Core Concepts
The core message of this article is to propose a new task and model for dense video object captioning, which involves detecting, tracking, and captioning object trajectories in videos. The authors design an end-to-end model that can be trained with a mixture of disjoint datasets, enabling zero-shot capabilities and strong initialization for further finetuning.
Abstract
The article proposes a new task called "Dense Video Object Captioning" (Dense VOC), which involves detecting, tracking, and captioning object trajectories in videos. This task unifies spatial and temporal localization in video, while also requiring fine-grained visual understanding that is best described by natural language.
The authors design an end-to-end model for this task, with three main components:
Object proposal generator: This module produces class-agnostic object proposals per frame.

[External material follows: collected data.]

Issue #51793, opened 2026-07-24
[Feature]: support nested array


SpadeA-Tang:
### Is there an existing issue for this?

- [x] I have searched the existing issues

### Is your feature request related to a problem? Please describe.

We need to support nested array.

PR #51794, opened 2026-07-24
feat: support recursively nested Array fields

SpadeA-Tang:
issue: https://github.com/milvus-io/milvus/issues/51793
milvus-proto: https://github.com/milvus-io/milvus-proto/pull/640

design doc: docs/design-docs/design_docs/20260724-recursive-array-struct-column-layout.md‎

TODO:
1. support filter expression
2. support import


go.mod
```diff
@@ -321,3 +321,5 @@ replace (
 	github.com/milvus-io/milvus/pkg/v3 => ./pkg
 	github.com/tecbot/gorocksdb => github.com/milvus-io/gorocksdb v0.0.0-20220624081344-8c5f4212846b // indirect
 )
+
+replace github.com/milvus-io/milvus-proto/go-api/v3 => /home/spadea/working2/milvus-proto/go-api
```
buqian-zilliz: **[P1] Replace the private proto checkout with a published version**

This replacement points every clean checkout at `/home/spadea/working2/milvus-proto/go-api`; the same absolute path is also committed in `client/go.mod` and `pkg/go.mod`. The declared proto pseudo-version predates the new `TypeSchema`/`ElementSchema` API, so CI and release builds without the author's directory cannot load the module or compile these references. Publish the proto change, bump the dependency in all three modules, and remove the host-local replacements.

internal/proxy/util.go
```diff
@@ -571,6 +579,95 @@ func validateElementType(dataType schemapb.DataType) error {
 	return merr.WrapErrParameterInvalidMsg("element type %s is not supported", dataType.String())
 }
 
+func validateTypeSchema(collectionName string, fieldName string, typeSchema *schemapb.TypeSchema) error {
+	if typeSchema == nil {
+		return merr.WrapErrParameterMissingMsg("element_schema should be specified for nested array field %s", fieldName)
+	}
+	if typeSchema.GetNullable() {
```
buqian-zilliz, line 565: **[P1] Honor nullable nested Array levels**

This rejects every `TypeSchema` level with `nullable=true`, while the new layout and builders carry an independent validity bitmap for each nested Array node and encode null children as `DATA_NOT_SET`. Consequently schemas such as `Array<Array<Int32>>` with nullable inner arrays can never be created or inserted, and null cannot be distinguished from an empty inner array through the public schema. Accept nullable nested nodes and make `checkNestedArrayValue` validate an absent child against that level's nullable flag.

client/go.mod
buqian-zilliz, line 1: **[P1] Add recursive Array support to client/v3**

The client module is switched to the new proto API, but client/v3 still cannot represent this schema or its values: `entity.Field` has no `ElementSchema`, `ProtoMessage`/`ReadProto` drop it, and the Array column parser rejects results whose element type is `Array`. Consequently the official Go client cannot create, insert, describe, or decode the feature added here. Add recursive schema and column/value round-tripping alongside the dependency bump.

internal/proxy/util.go
```diff
@@ -571,6 +579,95 @@ func validateElementType(dataType schemapb.DataType) error {
...
+			return merr.WrapErrParameterInvalidMsg("element_schema data type should be Array for nested array field %s", field.GetName())
+		}
+		if err := validateMaxCapacityPerRow(collectionName, field); err != nil {
+			return err
+		}
+		return validateTypeSchema(collectionName, field.GetName(), field.GetElementSchema())
+	}
+
+	if field.GetElementType() == schemapb.DataType_Array {
+		return merr.WrapErrParameterMissingMsg("element_schema should be specified for nested array field %s", field.GetName())
```
buqian-zilliz: **[P1] Expose ElementSchema through REST v2**

REST v2 has no way to satisfy this new `ElementSchema` requirement. Its create-collection request model only accepts `elementDataType` and populates `ElementType`, so requesting an Array element reaches this branch and is rejected for missing `ElementSchema`; the REST insert and describe converters also handle only flat `ElementType` values. Add recursive REST schema and value encoding/decoding so nested arrays can be created and round-tripped through this public API.

internal/storage/insert_data.go
```diff
@@ -2028,27 +2028,49 @@ func (data *StringFieldData) GetMemorySize() int {
...
+	// Array rows are stored as recursively nested ScalarField_ArrayData values.
+	// Inspect the payload before elementType so nested arrays still work when the
+	// top-level FieldSchema uses element_schema and therefore leaves element_type
+	// unset.
+	if arrayData := data.GetArrayData(); arrayData != nil {
+		var size int
+		for _, element := range arrayData.GetData() {
+			size += getArrayScalarFieldMemorySize(element, arrayData.GetElementType())
+		}
+		return size
```
buqian-zilliz, line 2044: **[P2] Count nested container overhead in Array memory usage**

The recursive branch sums only leaf payload bytes. A row containing thousands of empty child arrays therefore reports essentially zero bytes even though it allocates thousands of `ScalarField`/`ArrayArray` objects and pointer slices. `ArrayFieldData.GetMemorySize` feeds the DataNode write-buffer statistics and force-sync watermark, so these values can keep reported usage below the limit while real heap usage grows. Include the per-node/container overhead or use a conservative recursive serialized-size estimate.

internal/core/src/mmap/ChunkedColumn.h
```diff
@@ -667,14 +668,19 @@ class ChunkedArrayColumn : public ChunkedColumnBase {
...
+        : ChunkedColumnBase(std::move(slot), field_meta),
+          field_meta_has_element_schema_(field_meta.has_element_schema()) {
     }
 
     void
     BulkArrayAt(milvus::OpContext* op_ctx,
                 std::function<void(const ArrayView&, size_t)> fn,
                 const int64_t* offsets,
                 int64_t count) const override {
+        if (field_meta_has_element_schema_) {
```
buqian-zilliz: **[P2] Reject or implement array_length for recursive Arrays**

`array_length` is still accepted for any Array field by the plan parser, but execution reads Array fields through the legacy `ArrayView`/Span path. This new guard therefore makes an accepted `array_length(nested_array)` predicate throw `Unsupported` at runtime for sealed segments, and the corresponding Span guard does the same for growing segments. Add an `ArrayValueView` length path, or reject recursive-Array expressions during plan validation so accepted queries do not fail on QueryNode.

go.mod
SpadeA-Tang: This will be modifed once milvus-proto is ready.

internal/proxy/util.go
SpadeA-Tang: element-null is not support in this stage.

client/go.mod
SpadeA-Tang: Go SDK will not be covered in this PR.

internal/proxy/util.go
SpadeA-Tang: ditto.

internal/storage/insert_data.go
SpadeA-Tang: This is general issue for other types too where the overhead may not be included in the memory size.

internal/core/src/storage/Util.cpp
buqian-zilliz, line 1: **[P1] Support recursive ARRAYs in external Arrow normalization**

`NormalizeExternalArrow` still treats every ARRAY as a flat Arrow `List<T>` and passes `field_meta.get_element_type()` into `ConvertListToProtobufBinary`. For recursive fields that value is `NONE`, while a valid source column is `List<List<T>>`; `ArrowListElementTypeToMilvus` rejects the inner `LIST` before the column can be loaded. External collection validation allows ARRAY fields, so creating a recursive ARRAY mapping succeeds but sealed load, retrieve, and search fail as soon as this normalizer sees it. Drive conversion from `ElementSchema` and recursively serialize nested lists, or reject recursive ARRAYs for external collections.

internal/proxy/util.go
```diff
@@ -579,9 +676,13 @@ func validateFieldType(schema *schemapb.CollectionSchema) error {
 		case schemapb.DataType_None:
 			return merr.WrapErrParameterInvalidMsg("data type None is not valid")
 		case schemapb.DataType_Array:
-			if err := validateElementType(field.GetElementType()); err != nil {
-				return err
+			if field.GetElementSchema() == nil {
```
buqian-zilliz: **[P2] Reject recursive ARRAY indexes before scheduling**

Recursive ARRAY schemas accepted here can still be submitted for scalar indexing: explicit INVERTED validation accepts any ARRAY, and scalar auto-index derives a primitive index from `FieldSchema.ElementType`. That value must be `NONE` when `ElementSchema` is present, so the index worker passes `NONE` to `CreateCompositeScalarIndex` and fails with `DataTypeInvalid` before the build. The raw-data readers also do not receive the recursive `TypeSchema`. Reject recursive-ARRAY indexes at the request boundary, or carry `ElementSchema` through index selection and data loading.

internal/rootcoord/util.go
```diff
@@ -468,6 +468,27 @@ func checkStructArrayFieldSchema(schemas []*schemapb.StructArrayFieldSchema) err
 				msg := fmt.Sprintf("fields in StructArrayField can only be array or array of vector, but field %s is %s", field.Name, field.DataType.String())
 				return merr.WrapErrParameterInvalidMsg(msg)
 			}
+			if field.GetDataType() == schemapb.DataType_ArrayOfVector &&
+				(field.GetElementSchema() != nil || field.GetElementType() == schemapb.DataType_ArrayOfVector) {
+				return merr.WrapErrParameterInvalidMsg("nested ArrayOfVector is not supported for field %s", field.Name)
+			}
+			if field.GetElementSchema() != nil {
```
buqian-zilliz: **[P2] Recursively validate ElementSchema in RootCoord**

This RootCoord check validates only the first `ElementSchema` node and never walks the rest of the chain; `checkFieldSchema` does not validate `ElementSchema` for ordinary fields either. A caller that reaches RootCoord directly can therefore persist a schema with a non-ARRAY child, both `element_type` and `element_schema`, or no leaf element type. Recursive C++ readers later call `ColumnarArrayChunk::ValidateArrayType` and assert on that metadata. Apply the same recursive `TypeSchema` validation at this DDL boundary before storing ordinary or StructArray fields.

internal/proxy/util.go
```diff
@@ -571,6 +579,95 @@ func validateElementType(dataType schemapb.DataType) error {
...
+		if field.GetElementType() != schemapb.DataType_None {
+			return merr.WrapErrParameterInvalidMsg("element_type should not be specified for nested array field %s", field.GetName())
+		}
+		if field.GetElementSchema().GetDataType() != schemapb.DataType_Array {
+			return merr.WrapErrParameterInvalidMsg("element_schema data type should be Array for nested array field %s", field.GetName())
+		}
+		if err := validateMaxCapacityPerRow(collectionName, field); err != nil {
+			return err
+		}
+		return validateTypeSchema(collectionName, field.GetName(), field.GetElementSchema())
```
buqian-zilliz: **[P2] Gate partial Array operations on recursive fields**

`ARRAY_APPEND` and `ARRAY_REMOVE` are still admitted for every `DataType_Array` field, but recursive schemas require `FieldSchema.ElementType=NONE`. A correctly tagged payload with `ArrayArray.element_type=Array` is rejected against `NONE`; omitting the tag only postpones failure until merge, where `ApplyArrayRowOp` dispatches on the base element type `Array` and returns unsupported. Reject these operations up front when `ElementSchema` is present, or implement recursive append and removal semantics.

internal/core/src/common/ChunkWriter.cpp
```diff
@@ -34,10 +40,691 @@
...
+GetColumnarArrayElementType(const proto::schema::TypeSchema& type) {
+    return type.has_element_schema() ? DataType::ARRAY
+                                     : DataType(type.element_type());
+}
+
+template <typename T>
+void
+AppendFixedValue(std::vector<char>& data, T value) {
+    const auto old_size = data.size();
+    data.resize(old_size + sizeof(T));
```
buqian-zilliz: **[P2] Bulk-copy fixed-width recursive Array leaves**

`AppendFixedValue` calls `vector<char>::resize` for every numeric leaf value and then immediately overwrites the value-initialized bytes with `memcpy`. Because the recursive builder never reserves `fixed_data`, large growing inserts and sealed loads pay per-element initialization plus repeated geometric reallocations and copies across the entire leaf column. Sum the leaf element count, resize once, and copy each protobuf repeated-field range contiguously.

go.mod
buqian-zilliz: This issue still exists: the current head still depends on the author's absolute local milvus-proto checkout in all three modules, so clean checkouts and CI cannot resolve the new proto API.

internal/rootcoord/util.go
SpadeA-Tang: RootCoord is an internal service that cannot bypass Proxy validation. Full validation for other field types also happens only in Proxy.

internal/core/src/storage/Util.cpp
SpadeA-Tang: Banned temporarily for external collection.

internal/proxy/util.go
SpadeA-Tang: Banned now.

internal/proxy/util.go
SpadeA-Tang: Now, reject ARRAY_APPEND/ARRAY_REMOVE for nested array.

internal/core/src/common/ChunkWriter.cpp
SpadeA-Tang: optimized.

pkg/util/typeutil/field_schema.go
```diff
@@ -89,3 +89,76 @@ func CreateFieldSchemaHelper(schema *schemapb.FieldSchema) *FieldSchemaHelper {
...
+	error,
+) {
+	if typeSchema == nil {
+		return schemapb.DataType_None, schemapb.DataType_None,
+			merr.WrapErrParameterInvalidMsg(
+				"type_schema kind should be specified for field %s", fieldName)
+	}
+
+	switch kind := typeSchema.GetKind().(type) {
+	case *schemapb.TypeSchema_ArrayElement:
```
zhengbuqian, line 144: nit: should we also rename `array_element` to `array_element_type`?

pkg/util/typeutil/field_schema.go
```diff
@@ -89,3 +89,76 @@ func CreateFieldSchemaHelper(schema *schemapb.FieldSchema) *FieldSchemaHelper {
...
+		if kind.ArrayElement == nil {
+			return schemapb.DataType_None, schemapb.DataType_None,
+				merr.WrapErrParameterInvalidMsg(
+					"type_schema array element should be specified for field %s", fieldName)
```
zhengbuqian: `array element` -> `array_element`? same for other error messages, to be more careful.

pkg/util/typeutil/field_schema.go
```diff
@@ -89,3 +89,76 @@ func CreateFieldSchemaHelper(schema *schemapb.FieldSchema) *FieldSchemaHelper {
...
+	typeSchema := field.GetTypeSchema()
+	if typeSchema == nil {
+		return nil
+	}
+
+	dataType, elementType, err := validateTypeSchemaNode(field.GetName(), typeSchema)
+	if err != nil {
+		return err
+	}
+	if dataType != field.GetDataType() {
```
zhengbuqian: we allow not setting data_type and element_type, right? so them being none should be ok. error only if it was set but not match

pkg/util/typeutil/field_schema.go
```diff
@@ -89,3 +89,76 @@ func CreateFieldSchemaHelper(schema *schemapb.FieldSchema) *FieldSchemaHelper {
...
+		return merr.WrapErrParameterInvalidMsg(
+			"type_schema data type %s does not match data_type %s for field %s",
+			dataType.String(), field.GetDataType().String(), field.GetName())
+	}
+	if elementType != field.GetElementType() {
```
zhengbuqian: should we disallow `elementType` to be nested data type? to enforece all usage of newly supported nested data type to use the new `TypeSchema` instead of `data_type` + `element_type`. same for `data_type`: we accept setting both only for existing supported data types for compatibility reason. any new type must use only `TypeSchema`.

internal/util/indexparamcheck/index_params_validation.go
```diff
@@ -220,6 +220,10 @@ func FillDimension(field *schemapb.FieldSchema, indexParams map[string]string) e
 // add-function-field bound-index path enforces identical rules at every DDL
 // boundary, including callers that reach rootcoord directly.
 func ValidateFieldIndexParams(field *schemapb.FieldSchema, indexParamsMap map[string]string) error {
+	if field.GetDataType() == schemapb.DataType_Array && field.GetElementType() == schemapb.DataType_Array {
```
zhengbuqian: should also check type_schema. 

Let's define the 2 type systems:

* **legacy type system**: `data_type + element_type`. this can only model types before this PR. we also define such data types to be **legacy types**.
* **schematic type system**: data type defined by `type_schema`. we also define such data types to be **schematic type**

as discussed in `field_schema.go`, how about enforce this:

* schematic type can only specify `type_schema`, and leave `data_type + element_type` to be unset/NONE.
* legacy type must continue set `data_type + element_type`, so we don't have to change all existing code, and existing checks on legacy type can continue checking only `data_type + element_type`. but they may optionally set `type_schema`. if both set, at any API entrance, we check them to be consistent.

then for checks related to schematic types, we should only check against `type_schema`.

I'll reference this as Comment A, in other comments.

zhengbuqian: this is basically a migration process suggestion, I'll get this reviewed and agreed upon by the maintainers asap.

internal/storage/utils.go
```diff
@@ -107,6 +114,11 @@ func ValidateStorageV1InsertWritableSchema(schema *schemapb.CollectionSchema) er
 	return nil
 }
 
+func isNestedArrayField(field *schemapb.FieldSchema) bool {
+	return field.GetDataType() == schemapb.DataType_Array &&
```
zhengbuqian: comment A.

also rename this method to `isLegacyTypeField`? as we'll want to reject any schematic type in storage v1, not just array of array.

internal/proxy/util.go
```diff
@@ -452,8 +452,12 @@ func validateDimension(field *schemapb.FieldSchema) error {
 }
 
 func validateMaxLengthPerRow(collectionName string, field *schemapb.FieldSchema) error {
```
zhengbuqian: this wrapper seems unnecessary

internal/proxy/util.go
```diff
@@ -464,38 +468,42 @@ func validateMaxLengthPerRow(collectionName string, field *schemapb.FieldSchema)
...
 	// if not exist type params max_length, return error
 	if !exist {
-		return merr.WrapErrParameterMissingMsg("type param(max_length) should be specified for the field(%s) of collection %s", field.GetName(), collectionName)
+		return merr.WrapErrParameterMissingMsg("type param(max_length) should be specified for the field(%s) of collection %s", fieldName, collectionName)
 	}
 
 	return nil
 }
 
 func getMaxCapacityPerRow(collectionName string, field *schemapb.FieldSchema) (int64, error) {
```
zhengbuqian: ditto

internal/proxy/task_upsert_partial_op.go
```diff
@@ -45,6 +45,7 @@ func hasNonReplacePartialOp(req *milvuspb.UpsertRequest) bool {
 //   - Each op targets a field present in the collection schema.
 //   - Array-specific ops (ARRAY_APPEND, ARRAY_REMOVE) require the target
 //     field to have DataType_Array.
+//   - Recursive Array fields do not support ARRAY_APPEND or ARRAY_REMOVE.
```
zhengbuqian: add `// TODO(NestedSchema)` .

for all features that are currently not supported, add this TODO.

internal/core/src/storage/Util.cpp
```diff
@@ -1022,25 +1022,32 @@ std::vector<std::future<std::unique_ptr<DataCodec>>>
...
+            return res;
+        };
 
     for (auto& file : remote_files) {
-        futures.emplace_back(pool.Submit(
-            DownloadAndDeserialize, remote_chunk_manager, is_field_data, file));
+        futures.emplace_back(pool.Submit(DownloadAndDeserialize,
+                                         remote_chunk_manager,
+                                         is_field_data,
+                                         array_type,
```
zhengbuqian, line 1055: do we also need std::move here?

pkg/util/typeutil/field_schema.go
SpadeA-Tang: What you mean? Change proto field name?

pkg/util/typeutil/field_schema.go
SpadeA-Tang: For array of array of int, the elementType here should be array. element_type in FieldSchema is not allowed to be array. So, it cannot be nested array for old data_type + element_type.

pkg/util/typeutil/field_schema.go
SpadeA-Tang: Yes, I will fix it.

internal/util/indexparamcheck/index_params_validation.go
SpadeA-Tang: You mean, if we receive a type such as  Array<Int> but set the types in TypeSchema without data_type and element_type, we should reject it?

internal/storage/utils.go
SpadeA-Tang: element_type is set be array is illegal. I originally intended to check whether type_schema was set. I will fix it.

pkg/util/typeutil/field_schema.go
zhengbuqian: yes, will that be clearer? changing name now is of zero effort.

SpadeA-Tang:
@zhengbuqian PTAL

internal/util/indexparamcheck/index_params_validation.go
zhengbuqian: * legacy type: continue using `data_type` + `element_type`, can optionally set `type_schema`
* schematic type: may only set `type_schema`

wdyt?

internal/core/src/common/FieldMeta.h
```diff
@@ -255,6 +264,34 @@ class FieldMeta {
...
+            return *type_schema_;
+        }
+        milvus::proto::schema::TypeSchema type_schema;
+        auto* element = type_schema.mutable_array_element();
+        element->set_leaf_type(ToProtoDataType(element_type_));
+        return type_schema;
+    }
+
+    bool
+    has_element_schema() const {
```
zhengbuqian: this method is unclear to me? are we using this to decide if this field is exactly 2 level nested `array<array<T>>`?

now after `type_schema_.has_value()` it assumes the `kind` to be `array_element`? and then it checks the `array_element` of `type_schema_.array_element`. maybe it is not what you wanted.

internal/core/src/common/FieldMeta.h
```diff
@@ -255,6 +264,34 @@ class FieldMeta {
...
+        return type_schema_.has_value() &&
+               type_schema_->array_element().has_array_element();
+    }
+
+    const milvus::proto::schema::TypeSchema&
+    get_element_schema() const {
+        Assert(has_element_schema());
+        return type_schema_->array_element();
```
zhengbuqian: `get_element_schema()` returns the 1st level `kind` of `type_schema_` but `has_element_schema()` checked the 2nd level `kind`.

internal/core/src/common/FieldMeta.h
```diff
@@ -255,6 +264,34 @@ class FieldMeta {
         return element_type_;
     }
 
+    DataType
+    get_array_element_type() const {
```
zhengbuqian: how does this differ from `get_element_type()`?

internal/core/src/common/FieldMeta.h
SpadeA-Tang: I changed it to `is_nested_array`.

internal/core/src/common/FieldMeta.h
SpadeA-Tang: This method is deleted.

internal/core/src/common/FieldMeta.h
SpadeA-Tang: This method is deleted.

internal/core/src/storage/Util.cpp
SpadeA-Tang: No, it's in for loop.

pkg/util/typeutil/field_schema.go
zhengbuqian: ping? any thoughts?

pkg/util/typeutil/field_schema.go
```diff
@@ -89,3 +89,82 @@ func CreateFieldSchemaHelper(schema *schemapb.FieldSchema) *FieldSchemaHelper {
...
+				field.GetName())
+		}
+		return nil
+	}
+
+	if err := validateTypeSchemaNode(field.GetName(), typeSchema); err != nil {
+		return err
+	}
+	if !IsNestedArrayTypeSchema(typeSchema) {
+		return merr.WrapErrParameterInvalidMsg(
```
zhengbuqian, line 200: I thought our previous discussion was:

* legacy type: continue using data_type + element_type, can optionally set type_schema
* schematic type: may only set type_schema

wdyt?

internal/proxy/util.go
```diff
@@ -571,21 +571,128 @@ func validateElementType(dataType schemapb.DataType) error {
 	return merr.WrapErrParameterInvalidMsg("element type %s is not supported", dataType.String())
 }
 
+func validateNestedArrayTypeSchema(collectionName string, fieldName string, typeSchema *schemapb.TypeSchema) (int64, error) {
```
zhengbuqian: validation performed in proxy and root coord is somewhat duplicated but not identical? consider consolidate the validation logic in 1 place

pkg/util/typeutil/field_schema.go
```diff
@@ -89,3 +89,82 @@ func CreateFieldSchemaHelper(schema *schemapb.FieldSchema) *FieldSchemaHelper {
...
+		return false
+	}
+	_, ok := elementSchema.GetKind().(*schemapb.TypeSchema_ArrayElement)
+	return ok
+}
+
+// ValidateFieldTypeSchema validates the wire representation of nested Arrays.
+// Non-nested fields use only data_type/element_type. Nested Arrays use
+// data_type=Array, element_type=Array, and a recursive type_schema.
+func ValidateFieldTypeSchema(field *schemapb.FieldSchema) error {
```
zhengbuqian, line 184: missing leaf type check?

internal/core/src/common/ColumnarArrayChunk.h
```diff
@@ -0,0 +1,619 @@
...
+}  // namespace array_detail
+
+// A read-only view over one recursively serialized Array column chunk.
+//
+// Root layout:
+//   [validity bitmap, when nullable][alignment padding]
+//   [offsets: row_count + 1][child node][MMAP_ARRAY_PADDING]
+//
+// Nested Array node layout:
+//   [validity bitmap][alignment padding][offsets: row_count + 1][child node]
```
zhengbuqian: validity bitmap of child node should also depend on inner node's nullable?

pkg/util/typeutil/field_schema.go
SpadeA-Tang: Not this PR. We should have a separate one to make all codes use type_schema only.

internal/proxy/util.go
SpadeA-Tang: All field  validation follows this pattern where Proxy do complete DDL check while RootCoord do some light defensive check.

pkg/util/typeutil/field_schema.go
SpadeA-Tang: validateTypeSchemaNode checks leaf. Do you mean whether it's valid/supported in array?

zhengbuqian: yes, I believe we allow only certain types as T in Array<Array<T>>

pkg/util/typeutil/field_schema.go
zhengbuqian: yes but we should not return error if the sdk set both for legacy type?

internal/core/src/common/ColumnarArrayChunk.h
zhengbuqian: ping

zhengbuqian: i think this will be handled by the element null PRs right?

zhengbuqian (approved):

internal/core/src/common/ColumnarArrayChunk.h
SpadeA-Tang: The validity now is already dependended on the `nullable` of the related type schema.

SpadeA-Tang: Though it's not allowed to set it true now.

pkg/util/typeutil/field_schema.go
SpadeA-Tang: I will handle this.

congqixia (approved):
/approve
lgtm for quick temp solution
we need to address current storage format before make solid solution for in-memory one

Tracking module: This module assigns unique identities to the object proposals across frames, using a novel end-to-end tracking algorithm.
Captioning module: This module aggregates the tracked object features and generates captions for the object trajectories.
The authors propose a training strategy based on a mixture of disjoint tasks and datasets, which allows them to leverage diverse, large-scale datasets that supervise different parts of the model. This enables zero-shot capabilities and serves as a strong initialization for further finetuning.
The authors carefully design new evaluation metrics that capture all components of the Dense VOC task, and show how they can repurpose existing video grounding datasets (VidSTG and VLN) for this new task. They demonstrate that their model outperforms a number of strong baselines, and can also be applied to the task of spatial grounding, outperforming prior state-of-the-art on VidSTG and VLN without explicit training for it.
Stats
There are 19,000 captioned trajectories in the VidSTG dataset for training and testing.
The VLN dataset contains a total of 5,588 training and 3,071 validation captioned trajectories.